- The following argument works if G is finite. In this case since f is a monomorfism is a biyection.

Since f is a morphism we have:

(ab)^3=f(ab)=f(a)f(b)=a^3b^3

from this;

(ab)^2=a^2b^2 (0)

On the oher hand:

(aya^{-1})^3=f(a)f(y)f(a)^{-1}=a^3y^3a^{-3} (1)

but also:

(aya^{-1})^3=ay^3a^{-1} (2)

from (1) and (2) we have: a^2y^3=y^3a^2 (3)

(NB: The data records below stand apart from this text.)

Issue #2682, opened 2026-07-09
Image OCR import fail-opens: OCR API errors create filename stubs with errors=0 and no repair path


amtagrwl:
## Summary

When image OCR fails during import (observed with Anthropic API returning insufficient-credit errors), GBrain imports the image as a filename/stub chunk, reports `errors=0`, and advances normally. The brain looks healthy at the sync/import layer even though OCR text is absent for those image assets.

## Observed

Environment: macOS, GBrain v0.42.56.0, Postgres engine, multimodal/image OCR enabled.

- Anthropic OCR call failed with an API error.
- Image import still completed with `errors=0`.
- `content_chunks.chunk_source='image_asset'` rows were created, but `chunk_text` was only a filename/short stub.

Since f is a bijection b^2=y^3 for some y so from (3) a^2b^2=b^2a^2

Finally replacing in (0):

(ab)^2=a^2b^2=b^2a^2

abab=baba

ba=ab - From (ab)^3 = ababab = aaabbb we get that

baba = aabb, so (ba)^4 = (aabb)(aabb)=(a^2 b^2) (a^2 b^2) = (a^2 b^2)^2 = b^4 a^4=

bbbbaaaa=bb(abab)aa=b (ba)^3 a

So babababa=bbababaa.

Now we multiply this equality by b^-1 on the left and a^-1 on the right, we get

ababab=bababa => (ab)^3 = (ba)^3 hence by injectivity of f we obtain ab=ba so group is commutative.

Note that you must require that f in injective: Take group of nine elements {1, x, y, xx, yy, xy, xxy, xxyy, xyy} with multiplication defined by yx = xyy.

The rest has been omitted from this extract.